**TASK MATERIAL:**
* * * * *
PR #124, opened 2018-09-16
WIP add helper for using pb-rs from build.rs scripts

nerdrew:
Thoughts on adding a helper to make build.rs scripting easier?

### DIFF
--- a/pb-rs/src/lib.rs
+++ b/pb-rs/src/lib.rs
@@ -171,7 +171,6 @@ impl ConfigBuilder {
                     error_cycle: self.error_cycle,
                     headers: self.headers,
                 }
-            })
-            .collect()
+            }).collect()
     }
 }
--- a/pb-rs/src/lib.rs
+++ b/pb-rs/src/lib.rs
@@ -10,3 +10,125 @@ pub mod keywords;
 pub mod parser;
 pub mod scc;
 pub mod types;
+
+use errors::Error;
+use failure::ResultExt;
+use std::path::{Path, PathBuf};
+use types::{Config, FileDescriptor};
+
+#[derive(Debug, Default)]
+pub struct CompileBuilder {
+    in_files: Vec<PathBuf>,
+    out_file: Option<PathBuf>,
+    include_paths: Vec<PathBuf>,
+    single_module: bool,
+    no_output: bool,
+    error_cycle: bool,
+    headers: bool,
+}
+
+impl CompileBuilder {
+    pub fn new<P: AsRef<Path>>(
+        in_files: &[P],
+        output: Option<&P>,
+        output_dir: Option<&P>,
+        include_paths: &[P],
+    ) -> Result<CompileBuilder, ::failure::Error> {
+        let in_files = in_files
+            .iter()
+            .map(|f| f.as_ref().into())
+            .collect::<Vec<PathBuf>>();
+        let output = output.map(|f| f.as_ref().into());
+        let output_dir: Option<PathBuf> = output_dir.map(|f| f.as_ref().into());
+        let mut include_paths = include_paths
+            .iter()
+            .map(|f| f.as_ref().into())
+            .collect::<Vec<PathBuf>>();
+
+        if in_files.is_empty() {
+            return Err(Error::NoProto.into());
+        }
+
+        for f in &in_files {
+            if !f.exists() {
+                return Err(Error::InputFile(format!("{}", f.display())).into());
+            }
+        }
+
+        let out_file = match (output, output_dir) {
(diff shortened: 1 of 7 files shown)


pb-rs/src/lib.rs
```diff
@@ -10,3 +10,109 @@ pub mod keywords;
...
 pub mod scc;
 pub mod types;
+
+use errors::Error;
+use types::{Config, FileDescriptor};
+use std::path::PathBuf;
+use failure::ResultExt;
+
+#[derive(Debug, Default)]
+pub struct CompileBuilder {
```
tafia: I would prefer having a `ConfigBuilder` only. There is nothing *compiled* in my opinion.

pb-rs/src/lib.rs
```diff
@@ -10,3 +10,109 @@ pub mod keywords;
...
+    out_file: Option<PathBuf>,
+    include_paths: Vec<PathBuf>,
+    single_module: bool,
+    no_output: bool,
+    error_cycle: bool,
+    headers: bool,
+}
+
+impl CompileBuilder {
+    pub fn new(in_files: Vec<PathBuf>, output: Option<PathBuf>, output_dir: Option<PathBuf>, mut include_paths: Vec<PathBuf>) -> Result<CompileBuilder, ::failure::Error> {
```
tafia: Can you add comments for all these fns?

pb-rs/src/lib.rs
nerdrew: Sure. I'll rename it to `ConfigBuilder`.

nerdrew:
> I love the idea of using a builder. I would prefer limiting it to a config builder though ... and still have a FileDescriptor::run called.

I'm not sure what you mean by `FileDescriptor::run`. Are you thinking a new method that accepts a slice of `Config`s? Or perhaps the `ConfigBuilder` has an iter you can call to iterate over the generated configs and then call `FileDescriptor::write_proto`?

nerdrew:
> Could you also apply rustfmt (rustup component add rutfmt-preview) and add comments to all these builder fn (so they appear in the pb-rs docs).

LOL. I think my version of `rustfmt` might be different than yours. I had to disable it for this project since it changed every file when I saved :). Ya, I'll run it on the code I add.

nerdrew:
Something like?

```rust
impl ConfigBuilder {
    pub fn build(self) -> Vec<Config> {
        self.in_files
            .iter()
            .map(|in_file| {
                let mut out_file = in_file.with_extension("rs");

                if let Some(ref ofile) = self.out_file {
                    if ofile.is_dir() {
                        out_file = ofile.join(out_file.file_name().unwrap());
                    } else {
                        out_file = ofile.into();
                    }
                }

                Config {
                    in_file: in_file.to_owned(),
                    out_file: out_file,
                    import_search_path: self.include_paths.clone(),
                    single_module: self.single_module,
                    no_output: self.no_output,
                    error_cycle: self.error_cycle,
                    headers: self.headers,
                }
            }).collect()
    }
}
```

```rust
impl FileDescriptor {
    pub fn run(configs: &[Config]) -> Result<()> {
        for config in configs {
            Self::write_proto(&config)?
        }
        Ok(())
    }
}
```

```rust
FileDescriptor::run(&compiler.build()).map_err(|e| e.into())
```

tafia:
yes if you don't mind

nerdrew:
@tafia I updated this PR.

tafia:
Thanks!
Could you please rustfmt again?

nerdrew:
Ran: ```git diff --name-only upstream/master | grep -E '^pb-rs.*\.rs$' | xargs rustfmt```

pb-rs/src/types.rs
```diff
@@ -1879,7 +1890,7 @@ fn split_package(package: &str) -> (&str, &str) {
     }
 }
 
-const MAGIC_HEADER: &'static str = "//! Automatically generated mod.rs";
+const MAGIC_HEADER: &'static str = "// Automatically generated mod.rs";
```
nerdrew: This is unrelated to this PR, but was failing for me when using `include!`

tafia: Can you rebase? I think this was already done in a previous PR.

nerdrew:
My rustfmt:

```
% cargo +stable fmt --version
rustfmt 0.99.1-stable (da17b689 2018-08-04)
```

nerdrew:
I ran `cargo +stable fmt` from the root. I just re-ran it and nothing changed.

tafia:
Alright then, I am not sure what happened exactly.
Thanks!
* * * * *
**TASK DESCRIPTION:** Using the material above, find each line that holds "nothing" and copy that line.

**RESPONSE TO THE EXERCISE:**
tafia: I would prefer having a `ConfigBuilder` only. There is nothing *compiled* in my opinion.
I ran `cargo +stable fmt` from the root. I just re-ran it and nothing changed.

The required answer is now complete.